Permalien : https://panoramadelart.com/analyse/la-main-aux-algues-et-aux-coquillages

Publié le 23/05/2016

Ressources

Présentation de quelques meubles réalisés par Gallé, dont la jardinière « Flora exotica, Flora marina », sur le site du musée de l’École de Nancy

http://www.ecole-de-nancy.com/web/index.php?page=meubles-emile-galle

Un dossier consacré à Gallé sur le site de l’École de Nancy

http://www.ecole-de-nancy.com/web/index.php?page=emile-galle

Un site éducatif mettant en ligne des illustrations de Haeckel

http://data.abuledu.org/wp/?terms=Ernst%20Haeckel%20(1834-1919)

Glossaire

Haut-relief : Type de relief dans lequel les figures se détachent fortement du fond, à la différence du bas-relief.

Porcelaine : La porcelaine est une céramique qui se caractérise par la blancheur et la finesse de sa pâte. On distingue la porcelaine dure de la porcelaine tendre. La pâte de la porcelaine dure, la « vraie porcelaine », est composée de matières minérales naturelles : le kaolin, le quartz et le feldspath. C’est le kaolin, une argile primaire de couleur blanche, qui confère à la porcelaine sa blancheur et sa translucidité. Elle résiste aux variations de température. La porcelaine tendre est une porcelaine dont la pâte ne comporte pas de kaolin. Elle est composée essentiellement de marne calcaire blanche et de silice. De couleur blanc crémeux, elle est moins résistante aux chocs thermiques et peut se rayer à l’acier.

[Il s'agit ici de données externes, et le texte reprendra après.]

PR #670, opened 2023-03-13
Check for each module to only load it if the corresponding standalone plugin is not loaded

### LINKED ISSUE #666: Check for each module to only load it if the corresponding standalone plugin is not loaded
## Feature Description

As part of #656, a temporary state between completion of Milestone 1 and Milestone 2 will be that certain features will exist both as a Performance Lab module and as a standalone plugin. We should make sure there are no conflicts. Specifically, we can ensure that, if a certain standalone plugin is active, we don't load or allow enabling the corresponding Performance Lab module.

### Requirements

* The function that loads the active modules should for each module check whether it also exists as a standalone plugin and whether that standalone plugin is active. If yes, the respective module should not be loaded.
* The same check should happen on the Performance Lab admin screen. Any module where the standalone plugin is active should as disabled and with a message similar to when it cannot be loaded for another reason: `The module cannot be managed with Performance Lab since it is already active as a standalone plugin.`

mukeshpanchal27:
## Summary

Fixes #666 

## Relevant technical choices
The PR changes only work when the standalone plugin is activated, and we try to activate the Performance Lab plugin. The reverse process is not working, as it generates a fatal error for a redeclare function error because all the functions are duplicated in the PL module.

## Checklist


load.php
```diff
@@ -162,9 +162,36 @@ function( $module_settings ) {
 	 */
 	$modules = apply_filters( 'perflab_active_modules', $modules );
 
+	if ( ! function_exists( 'is_plugin_active' ) ) {
+		include_once( ABSPATH . 'wp-admin/includes/plugin.php' );
+	}
+
+	$standalone_plugin_config = perflab_get_standalone_plugins_config();
+	foreach ( $standalone_plugin_config as $plugin_slug => $plugin_main_file ) {
+		if ( in_array( $plugin_slug, $modules, true ) && is_plugin_active( $plugin_main_file ) ) {
```
felixarntz: The `is_plugin_active()` function is not available in frontend requests, so we shouldn't use it. I see you load it above, but that's not a good practice, loading admin functions in every frontend request. We have to find another solution.

I wonder, maybe the most reliable is to introduce a constant at the top of each module's `load.php` file (e.g. `WEBP_UPLOADS_VERSION`, `SQLITE_INTEGRATION_VERSION` etc.) and then we could check whether the constant is already defined in this logic.

While it involves adding the constants to the modules / plugins, I think this will be the most reliable approach. Sometimes plugins can be loaded in another folder than their expected slug, in which case the constant approach will still work, but relying on the plugin slug won't.

load.php
```diff
@@ -162,9 +162,36 @@ function( $module_settings ) {
...
+			$key = array_search( $plugin_slug, $modules, true );
+			if ( false !== $key ) {
+				unset( $modules[ $key ] );
+			}
+		}
+	}
+
```
felixarntz: This logic shouldn't be added to this function. Even when a standalone plugin is loaded, the module itself is technically still active, so this function should continue returning it. Maybe we can instead add it to `perflab_can_load_module()`? That would make more sense contextually.

Since we need a way to know _why_ a module cannot be loaded then outside of that function, I would suggest we modify the `@return` type of `perflab_can_load_module()` to return `bool|WP_Error`. This way, we can provide an error code and message for the different reasons that the module cannot be loaded. For example, when `can-load.php` returns `false`, it would be a different reason than when the standalone plugin is already loaded. WDYT?

load.php
```diff
@@ -162,9 +162,36 @@ function( $module_settings ) {
...
+/**
+ * Gets the standalone plugin configuration.
+ *
+ * @since n.e.x.t
+ *
+ * @return array Array of standalone plugin configuration.
+ */
+function perflab_get_standalone_plugins_config() {
+	return array(
+		'images/webp-uploads' => 'webp-uploads/load.php',
```
felixarntz: See above. If we go with the approach I suggested there, we could change this function to return a map of module paths to their constants, rather than a map to their standalone plugin basenames.

admin/load.php
```diff
@@ -126,16 +126,18 @@ function perflab_render_modules_page() {
...
+	$plugins_config   = perflab_get_standalone_plugins_config();
+	$is_active_plugin = ( isset( $plugins_config[ $module_slug ] ) && ( '' !== $plugins_config[ $module_slug ] ) && is_plugin_active( $plugins_config[ $module_slug ] ) ) ? true : false;
 	?>
 	<fieldset>
 		<legend class="screen-reader-text">
 			<?php echo esc_html( $module_data['name'] ); ?>
 		</legend>
 		<label for="<?php echo esc_attr( "{$base_id}_enabled" ); ?>">
-			<?php if ( perflab_can_load_module( $module_slug ) ) { ?>
+			<?php if ( perflab_can_load_module( $module_slug ) && ! $is_active_plugin ) { ?>
```
felixarntz: See my other comment: If we go with the constants approach and with modifying `perflab_can_load_module()`, we could change the logic here:
* If `perflab_can_load_module()` returns a `WP_Error` or `false`, it means the module cannot be loaded.
* If a `WP_Error` is returned, we should then display the error message from that error. And only show the default fallback messages below if `false` is returned.

felixarntz (commented):
@mukeshpanchal27 I have a suggestion here how we can make this more resilient and also refine our `perflab_can_load_module()` function to have it provide more context on why a module cannot load.

load.php
mukeshpanchal27: @felixarntz I try the approach you suggested for constant but i fall in same error when i try to active PL plugin after the WebP Uploads plugin.

Even if i define constant at top of the file i get same duplicate function error. Please guide me if i'm on wrong track or did not get your feedback

felixarntz: @mukeshpanchal27 Sorry, I meant the constant should be defined in a way that they don't conflict:
```php
if ( ! defined( 'WEBP_UPLOADS_VERSION' ) ) {
    defined( 'WEBP_UPLOADS_VERSION', 'the.version.number' );
}
```

mukeshpanchal27: Thanks @felixarntz, I have implemented constant approach as per suggestion in  https://github.com/WordPress/performance/pull/670/commits/f93cf0f9ca5edeffcca3b6bf408bde4e49d45b56.

When i first activate `WebP Uploads` plugin then `Performance Lab`, It still get defined value for PL plugin instead of the `WebP Uploads`. So WP load `Performance Lab` plugin first then `WebP Uploads`.

felixarntz: @mukeshpanchal27 Ahh right, I forgot about that. We need to change the function call to load the modules to not happen immediately in `load.php`, but on the `plugins_loaded` action instead.

felixarntz:
@mukeshpanchal27 This PR now includes a bunch of changes that are originally from the other PR #674. We should instead refresh the feature branch from `trunk` where that PR was merged into. I opened #676 for that, please review.

Let's merge that PR first, then you can refresh your PR here against the latest feature branch so that the PR here is "clean" again.

load.php
mukeshpanchal27: Thanks @felixarntz, I have implemented it in https://github.com/WordPress/performance/pull/670/commits/803a26afb68e61ce7d2b30637cdfd9174bc8dd31 and it is working fine for frontend requests.

load.php
mukeshpanchal27: Agreed and updated based on your feedback.

admin/load.php
mukeshpanchal27: @felixarntz The constant logic did not work here because the module `load.php` file ran before this check, so it was for the single Performance Lab plugin, and it shows `The module cannot be managed with Performance Lab since it is already active as a standalone plugin.`

felixarntz: @mukeshpanchal27 Even after you did what I recommended in https://github.com/WordPress/performance/pull/670#discussion_r1137503887?

felixarntz:
@mukeshpanchal27 Now that the feature branch is refreshed with `trunk`, can you update this branch and fix the one merge conflict?

admin/load.php
mukeshpanchal27: @felixarntz Yes. Please accept my apologies if I misunderstood anything.It works for frontend requests, but when I check in the "Admin Panel > Settings > Performance", it shows me that `The module cannot be managed with Performance Lab since it is already active as a standalone plugin` This is true even if only the PL plugin is activated.

Can you please take a look. Thanks! 

I have merged the branch and resolved the conflict.

load.php
```diff
@@ -262,7 +282,16 @@ function perflab_load_active_and_valid_modules() {
...
+
+/**
+ * Loads the modules once the activated plugins have loaded.
+ *
+ * @since n.e.x.t
+ */
+function perflab_plugins_loaded() {
+	perflab_load_active_and_valid_modules();
+}
+add_action( 'plugins_loaded', 'perflab_plugins_loaded' );
```
felixarntz: Why introduce a new function that does exactly the same as the existing function?
```suggestion
add_action( 'plugins_loaded', 'perflab_load_active_and_valid_modules' );
```

modules/images/webp-uploads/load.php
```diff
@@ -8,6 +8,13 @@
  * @package performance-lab
  */
 
+// Define the constant.
+if ( defined( 'WEBP_UPLOADS_VERSION' ) ) {
+	return;
+}
+
+define( 'WEBP_UPLOADS_VERSION', '1.0.0' );
```
felixarntz: I think we should set this to a version for the module, since it's in the module file, not the plugin:
```suggestion
define( 'WEBP_UPLOADS_VERSION', 'Performance Lab ' . PERFLAB_VERSION );
```

What that means though is that we should replace the version in this constant with the standalone plugin version as part of the build script. Can you open a separate follow up PR to do that? Let's not block this one on this new requirement.

Basically the new requirement for the separate PR should be:
* For any standalone plugin, the version constant name that it uses should be added to the `plugins.json` definition.
* The `build-plugins` command should be enhanced to replace the version set in the constant with the current plugin version, e.g. `WEBP_UPLOADS_VERSION` value should change from `Performance Lab 2.1.0` to `1.0.0`.

load.php
```diff
@@ -236,6 +236,13 @@ function perflab_can_load_module( $module ) {
 		return true;
 	}
 
+	$standalone_plugin_config = perflab_get_standalone_plugins_config();
+	foreach ( $standalone_plugin_config as $slug => $constant ) {
+		if ( $module === $slug && defined( $constant ) ) {
+			return new WP_Error( 'standalone_plugin_activated', __( 'The module cannot be managed with Performance Lab since it is already active as a standalone plugin.', 'performance-lab' ) );
+		}
+	}
```
felixarntz: A `foreach` here is not good for performance and shouldn't be necessary. You only need to check for the slug.
```suggestion
	if ( isset( $standalone_plugin_config[ $module ] && defined( $standalone_plugin_config[ $module ] ) ) {
		return new WP_Error( 'standalone_plugin_activated', __( 'The module cannot be managed with Performance Lab since it is already active as a standalone plugin.', 'performance-lab' ) );
	}
```

admin/load.php
```diff
@@ -170,6 +171,8 @@ function perflab_render_modules_page_field( $module_slug, $module_data, $module_
 					);
 				} elseif ( 'database/sqlite' === $module_slug && ! class_exists( 'SQLite3' ) ) {
 					esc_html_e( 'The SQLite module cannot be activated because the SQLite extension is not loaded.', 'performance-lab' );
+				} elseif ( is_wp_error( $can_load_module ) ) {
+					esc_html_e( 'The module cannot be managed with Performance Lab since it is already active as a standalone plugin.', 'performance-lab' );
```
felixarntz: This condition should be the very first one in the list, as it is the most specific ones. All other messages here are fallbacks for when there is no `WP_Error` being returned.

Also, please don't hardcode the message here, as that misses the point of using a `WP_Error`. We should display `$can_load_module->get_error_message()` here.

load.php
```diff
@@ -248,6 +255,19 @@ function perflab_can_load_module( $module ) {
...
 }
 
+/**
+ * Gets the standalone plugin configuration.
+ *
+ * @since n.e.x.t
+ *
+ * @return array Array of standalone plugin configuration.
+ */
+function perflab_get_standalone_plugins_config() {
```
felixarntz: Maybe we can clarify what this is for?
```suggestion
/**
 * Gets the standalone plugin constants used for each module / plugin.
 *
 * @since n.e.x.t
 *
 * @return array Map of module path to version constant used.
 */
function perflab_get_standalone_plugins_constants() {
```

modules/images/webp-uploads/load.php
```diff
@@ -8,6 +8,13 @@
...
+
 // Do not load the code if it is already loaded through another means.
 if ( function_exists( 'webp_uploads_create_sources_property' ) ) {
 	return;
```
felixarntz, line 20: This can be removed now that the constant is already being defined and checked for. No need to check for two things from the module that are already present, one is sufficient. Maybe move the comment here above the `defined( ...` check?

felixarntz (commented):
@mukeshpanchal27 A few last things here, but functionally this already works as expected. Great work!

admin/load.php
felixarntz: @mukeshpanchal27 That is functioning as expected: If the WebP Uploads plugin is active, the module checkbox _should_ be disabled with the message you're saying. So this is all good as is.

load.php
```diff
@@ -226,7 +226,7 @@ function perflab_render_generator() {
  * @since 1.3.0
  *
  * @param string $module Slug of the module.
- * @return bool Whether the module can be loaded or not.
+ * @return bool|WP_Error Whether the module can be loaded or not, otherwise a WP_Error.
```
joemcgill: I personally don't like the idea of overloading this function to return an error if the module is already loaded via a standalone plugin. Instead, this function should return false if the module code is already loaded.

Here's what I would propose:

1. Create a new function, like `perflab_is_module_standalone( string $slug ): bool {}` that checks whether the module slug's constant is already defined.
2. Use this function inside `perflab_can_load_module()` to decide whether to return `false` in place of the current logic that throws a WP_Error.
3. Replace the else condition in `perflab_render_modules_page_field` that looks for WP_Errors with a new condition that checks for a false response from `perflab_is_module_standalone` and displays a message that says the module can't be activated because the code is being loaded by a separate plugin.

modules/images/webp-uploads/load.php
joemcgill: I'm a big fan of trying to automatically set these constants via the `plugins.json` file so we're handling all configuration in one place. We could probably also automatically fill out the array in `perflab_get_standalone_plugins_config` using the same JSON file so the constant is always based on the slug of each plugin from that file.

modules/images/webp-uploads/load.php
joemcgill: @felixarntz is there a risk that we need to account for where someone has a version of a plugin installed previous to when these constants were implemented where there would be a conflict with an already defined function?

load.php
joemcgill: Another concern I have is that we are also using `perflab_can_load_module()` in `perflab_is_valid_module()` to determine if we should display the module as generator content in `perflab_get_generator_content()`. Wouldn't we still want to show that a feature is active on a site regardless of whether it's loaded as a Perf Lab module or a standalone plugin?

load.php
```diff
@@ -262,7 +282,16 @@ function perflab_load_active_and_valid_modules() {
...
 	}
 }
-perflab_load_active_and_valid_modules();
+
+/**
+ * Loads the modules once the activated plugins have loaded.
+ *
+ * @since n.e.x.t
+ */
+function perflab_plugins_loaded() {
```
joemcgill: I don't see a reason for adding a new callback here, let's just call `perflab_load_active_and_valid_modules` directly on `plugins_loaded`. Also, I worry that relying only on loading modules on `plugins_loaded` could allow for some edge cases where a standalone plugin could load after the module loads and still cause a fatal. It would be better if the modules themselves would short circuit if the constant were already defined.

load.php
felixarntz: I'm potentially okay not returning a `WP_Error`, but then I also think we shouldn't intertwine the two functions at all. I think a simple boolean lacks the necessary context we would want to provide in end-user facing messaging, which is why I suggested the `WP_Error` usage here.

Alternatively, we can always use only `bool`s, but then it should be individual functions that are individually called, and I don't think we should put the `perflab_is_module_standalone()` call into `perflab_can_load_module()` as otherwise the context is again intertwined and the return value does not convey _why_.

While the above might be okay, I still think even with that it has drawbacks compared to using a `WP_Error`: When you look at our `admin/load.php` file, you see all those manual messages in there for SQLite, which with a `WP_Error` return value we could work towards avoiding those. Those messages should rather be located where those problems are determined, not manually be re-checked when we already have that logic somewhere else. I think using `false` instead of `WP_Error` lacks context and will require us to repeat code unnecessarily. What is the concern about returning a `WP_Error`?

joemcgill: > What is the concern about returning a WP_Error?

I have two main concerns:

1. It complicates the function signature and purpose unnecessarily and requires any code using this function to check for a possible error message OR a boolean value, when the intent of the function is mainly to determine if a module can be loaded. Keeping the function simple makes it easier to reason about and easier to test to avoid future bugs.
2. `WP_Error` messages should be used when we actually _want_ to relay that an error has occurred. In this case, we're using it as a logical value in our code so that we can _avoid_ an error. That seems wrong.

I'd be happy to decouple all of this logic as well, if you'd prefer, I just think it would be weird for a function called `perflab_can_load_module()` to return `true` if we know that the code has already been loaded, which is why I'm proposing the approach I suggested.

modules/images/webp-uploads/load.php
mukeshpanchal27: Thanks @felixarntz, I open #681 as a follow-up PR that updates the constant value in `build-plugins` command.

mukeshpanchal27:
Thanks @felixarntz and @joemcgill for all your feedback and thoughts.

At the moment, I'm facing issues with the constant approach.

- Take a pull from this PR and spin up the ENV and check the plugin admin page( Admin Panel > Settings > Performance). You can see that the `WebP Uploads` module is disabled with the message "The module cannot be managed with Performance Lab since it is already active as a standalone plugin." Make sure only the PL plugin is activated.

It is because the Pl plugin loads all the modules in "load.php" in the "plugins_loaded` action, so "WEBP_UPLOADS_VERSION` is already defined for the admin screen.

I hope the above explanation helps to replicate the issue.

felixarntz:
@mukeshpanchal27 Thank you for clarifying, now I see what you mean. It's because once the admin page is loaded, the constant will always be defined.

I think what we could do is add another check alongside the constant check that the constant value does not start with "Performance Lab ":
* If it starts with "Performance Lab ", it means the module is loaded.
* If it doesn't start with "Performance Lab ", it means the standalone plugin is loaded. In that case the checkbox should be disabled.

joemcgill:
I'm curious if there's a way we could use the settings to determine whether the module is loaded from the performance lab plug-in versus being loaded from an external plug-in? Additionally if we discover that a conflict exists because the standalone plug-in is active we should disable the option from performance lab.

mukeshpanchal27:
@felixarntz Thanks for the feedback. It solve the issue for admin screen. PR is ready for review.

load.php
felixarntz: @joemcgill Your rationale for 1. and 2. makes sense. However we still need to think through how we can solve that alternatively in a way that also works and doesn't lose context. The purposes of the two calls are different:
* When we load the modules, we just want to know whether they can be loaded or not (which encompasses both checking a potential `can-load.php` file for the module and checking whether its code is already loaded by the standalone plugin). In that case `true` or `false` works well.
* When we show the WP admin screen, we want to disable the checkboxes for modules that cannot be loaded, and we also want to show an informative message for why they're not loaded. For that purpose, having only `true` or `false` is not enough.

> I'd be happy to decouple all of this logic as well, if you'd prefer, I just think it would be weird for a function called `perflab_can_load_module()` to return `true` if we know that the code has already been loaded, which is why I'm proposing the approach I suggested.

I'm not sure I understand the last part of what you mean here. As far as I can tell, we _wouldn't_ know whether the module code was already loaded on the WP Admin screen: For example, if the module is not active, this function wouldn't have been called anytime before in the same request. Or when the module _is_ active, we don't know if the code is loaded because of the module or because of its standalone plugin. That's why I think we need to call that function on the WP admin screen as well.

We could avoid the usage of `WP_Error` by having two separate functions `perflab_can_load_module()` (responsible for running the `can-load.php` logic) and `perflab_is_module_standalone()` (responsible for checking whether the module's standalone plugin is already loaded), and we would need to call both of them in both places. For the WP admin screen, we could then show different messages based on which function returns `false`.

That still keeps us limited though in providing more helpful messages for the `can-load.php` approach itself, the lack of which right now causes us to have this messy SQLite module specific logic hard-coded in the general WP admin screen code, just to show better messages based on duplicated logic. So I would like us to figure that one out before we discard the `WP_Error` approach.

Again, I agree the `WP_Error` approach is probably not the best approach, but we also shouldn't settle for an approach that lacks the flexibility that we're looking for.

modules/images/webp-uploads/load.php
felixarntz: @joemcgill That's a great point, I hadn't thought through this. These `function_exists` checks in the modules are just being introduced in next week's release 2.1.0, so they're also new. However, since the work here including the constants is only going into a feature branch, this won't ship in the same release, so your concern could indeed be valid.

We won't be releasing any standalone plugins before this feature branch gets merged back into `trunk`. So the standalone plugins will always have the constants and constant checks from the start. The load order is generally that plugins load first, before the PL modules. So "older" versions of Performance Lab ("older" only in the future, e.g. 2.1.0+ after we have started to publish standalone plugins) would have the `function_exists` check in the modules, and since the function would exist from the standalone plugin loaded before, no fatal error would occur. So this general use-case is fine.

I think the only problem could be when you have a module in the Performance Lab active and _then_ activate the corresponding standalone plugin on the site. The activation of a plugin is a special case where it happens after initializing WordPress, so in that scenario the module would be loaded first. That is where your point indeed becomes relevant: If we _only_ have the constant check in the standalone plugin and an "older" version of PL is used (e.g. upcoming 2.1.0) that does not include the constant, it would lead to a fatal error. So for that reason you're right - we should keep the `function_exists()` check, at least for some time in the future maybe until adoption of those older PL versions has gone to an extremely low level (i.e. probably at least several months from now).

Summaryizing: In general we shouldn't need both checks, but because we first ship only the `function_exists` check, there is a chance for fatal errors if we remove them now.

Thanks for reading to me thinking through this :)

admin/load.php
```diff
@@ -156,7 +157,9 @@ function perflab_render_modules_page_field( $module_slug, $module_data, $module_
 				<input type="checkbox" id="<?php echo esc_attr( "{$base_id}_enabled" ); ?>" aria-describedby="<?php echo esc_attr( "{$base_id}_description" ); ?>" disabled>
 				<input type="hidden" name="<?php echo esc_attr( "{$base_name}[enabled]" ); ?>" value="<?php echo $enabled ? '1' : '0'; ?>">
 				<?php
-				if ( 'database/sqlite' === $module_slug && file_exists( WP_CONTENT_DIR . '/db.php' ) && ! defined( 'PERFLAB_SQLITE_DB_DROPIN_VERSION' ) ) {
+				if ( is_wp_error( $can_load_module ) ) {
+					echo $can_load_module->get_error_message();
```
felixarntz: We need to escape this.
```suggestion
					echo esc_html( $can_load_module->get_error_message() );
```

load.php
```diff
@@ -236,6 +236,15 @@ function perflab_can_load_module( $module ) {
 		return true;
 	}
 
+	$standalone_plugins_constants = perflab_get_standalone_plugins_constants();
+	if (
+		isset( $standalone_plugins_constants[ $module ] ) &&
+		defined( $standalone_plugins_constants[ $module ] ) &&
+		0 !== strpos( constant( $standalone_plugins_constants[ $module ] ), 'Performance Lab ' )
```
felixarntz: Nit-pick: You can simplify this by using `str_starts_with()`, which is polyfilled regardless of PHP version since WordPress 5.9.
```suggestion
		! str_starts_with( constant( $standalone_plugins_constants[ $module ] ), 'Performance Lab ' )
```

felixarntz (commented):
@mukeshpanchal27 This is pretty much good to go from my perspective, just two tiny things here. More importantly though, I am not yet marking this as approved since we first have to figure out what to do regarding the `WP_Error` usage (see https://github.com/WordPress/performance/pull/670#discussion_r1139367128).

load.php
mukeshpanchal27: Thanks, Felix. I made the same changes initially, but when I ran `npm run lint-php` it gave me the error `Fatal error: Uncaught TypeError: vsprintf(): Argument #2 ($values) must be of type array, string given in /app/vendor/squizlabs/php_codesniffer/src/Files` so i updated it with `strpos` but now it working.

load.php
mukeshpanchal27: Thanks @joemcgill and @felixarntz for the feedback. It look promising to me and I implemented it in https://github.com/WordPress/performance/pull/670/commits/0c5bc48c15ddf9703dfc5fb6880bedb9d577d0e2. It removes the `WP_Error` and introduce new function `perflab_is_module_standalone` as suggested.

Can we open a new issue and work on SQLite module stuff if it isn't a blocker for this issue?

load.php
```diff
@@ -248,6 +254,39 @@ function perflab_can_load_module( $module ) {
...
 
+/**
+ * Checks whether the given module can be loaded by a separate plugin.
+ *
+ * @since n.e.x.t
+ *
+ * @param string $module Slug of the module.
+ * @return bool Whether the module can be loaded by a separate plugin or not.
+ */
+function perflab_is_module_standalone( $module ) {
```
felixarntz: While this is the name we discussed this for, maybe let's call it `perflab_is_standalone_plugin_loaded( $module )`? I think that name would be more clear than the current one here. Happy to discuss alternatives.

cc @joemcgill

load.php
```diff
@@ -236,6 +237,11 @@ function perflab_can_load_module( $module ) {
 		return true;
 	}
 
+	// Do not load the module if it can be loaded by a separate plugin.
+	if ( perflab_is_module_standalone( $module ) ) {
+		return false;
+	}
```
felixarntz: Based on my comment https://github.com/WordPress/performance/pull/670#discussion_r1139423419, can you please remove this from here to not intertwine it with the `perflab_can_load_module()` function? Instead, the new function should be called wherever `perflab_can_load_module()` is called (i.e. in `perflab_is_valid_module()`).

load.php
```diff
@@ -224,6 +224,7 @@ function perflab_render_generator() {
  * Checks whether the given module can be loaded in the current environment.
  *
  * @since 1.3.0
+ * @since n.e.x.t Adds an additional check for standalone plugins.
```
felixarntz: See my other comment to remove this at least for now.

felixarntz (commented):
@mukeshpanchal27 Almost LGTM, I am suggesting two small adjustments.

load.php
felixarntz: Thanks @mukeshpanchal27, a new follow up issue sounds like a great idea. We can use that issue to implement a better architecture for handling _why_ a module cannot be loaded and making this information available to the end user.

The approach you implemented looks good, I just left a review in https://github.com/WordPress/performance/pull/670#pullrequestreview-1348814786.

load.php
mukeshpanchal27: The function name suggestion look good to me.

load.php
```diff
@@ -248,6 +254,39 @@ function perflab_can_load_module( $module ) {
 	return (bool) $module();
 }
 
+/**
+ * Checks whether the given module can be loaded by a separate plugin.
```
```suggestion
 * Checks whether the given module has already been loaded by a separate plugin.
```

load.php
```diff
@@ -248,6 +254,39 @@ function perflab_can_load_module( $module ) {
...
+ *
+ * @since n.e.x.t
+ *
+ * @param string $module Slug of the module.
+ * @return bool Whether the module can be loaded by a separate plugin or not.
```
```suggestion
 * @return bool Whether the module has already been loaded by a separate plugin.
```

felixarntz (approved):
LGTM, thanks @mukeshpanchal27!

Just two suggestions to clarify doc comments, which I can commit.

felixarntz:
@joemcgill Can you give this another pass please?

@mukeshpanchal27 Could you open an issue to further explore https://github.com/WordPress/performance/pull/670#discussion_r1141636353? This can wait, but we should log it for the future.

load.php
```diff
@@ -248,6 +254,39 @@ function perflab_can_load_module( $module ) {
...
+ *
+ * @param string $module Slug of the module.
+ * @return bool Whether the module has already been loaded by a separate plugin.
+ */
+function perflab_is_standalone_plugin_loaded( $module ) {
+	$standalone_plugins_constants = perflab_get_standalone_plugins_constants();
+	if (
+		isset( $standalone_plugins_constants[ $module ] ) &&
+		defined( $standalone_plugins_constants[ $module ] ) &&
+		! str_starts_with( constant( $standalone_plugins_constants[ $module ] ), 'Performance Lab ' )
```
joemcgill, line 270: Using the content of the constant is fine for now, but it may be good to iterate on this approach so we are not dependent on modifying the constant value during the build process when a module is converted to a standalone plugin.

modules/images/webp-uploads/load.php
```diff
@@ -8,6 +8,13 @@
  * @package performance-lab
  */
 
+// Define the constant.
+if ( defined( 'WEBP_UPLOADS_VERSION' ) ) {
+	return;
+}
+
+define( 'WEBP_UPLOADS_VERSION', 'Performance Lab ' . PERFLAB_VERSION );
```
joemcgill, line 16: This will need to be modified as part of the build step, correct? Do we already have this covered in an issue somewhere?

modules/images/webp-uploads/load.php
joemcgill: Thanks for the explanation, we might consider running a quick set of manual checks by activating the standalone plugins with different versions of the PL plugin installed, but really, I don't know why someone would install and activate these plugins if they already have a version of the PL plugin where these are included as a module, so probably an edge case that we can document as part of the plugin repo readme.

joemcgill (approved):
This is looking ok to me now. I left one question about how we plan to handle changing the constant value, but that can be handled outside this PR.

modules/images/webp-uploads/load.php
felixarntz: It's part of this PR :)

https://github.com/WordPress/performance/pull/670/files#diff-69937e306961cbecc9a03ad8e84f06ee230caeb86a72a6f222f071df3a518bc3R88

load.php
felixarntz: What is the drawback of converting it as part of the build step?

joemcgill: The only real drawback is that it couples this execution logic with our build process, which means that changes to our build process could introduce bugs. If we could avoid this coupling, I think it would be nice. Not a blocker.

modules/images/webp-uploads/load.php
joemcgill: 🤦🏻‍♂️ of course it is. Thanks for pointing out.

load.php
mukeshpanchal27: Thanks @joemcgill, Do we need to open a follow-up issue for this? If yes, can you do it, or would you like me to open it?

joemcgill: I see that you already have opened an issue for this, which I think is the right next step. Thank you!

mukeshpanchal27: Thanks for confirming Joe.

Art nouveau : Style qui se développe dès la fin du XIXe siècle, d'abord en Belgique et en France. Il s’épanouit dans l’architecture et dans les arts décoratifs. La recherche de fonctionnalité est une des préoccupations de ses architectes et designers. L’Art nouveau se caractérise par des formes inspirées de la nature, où la courbe domine.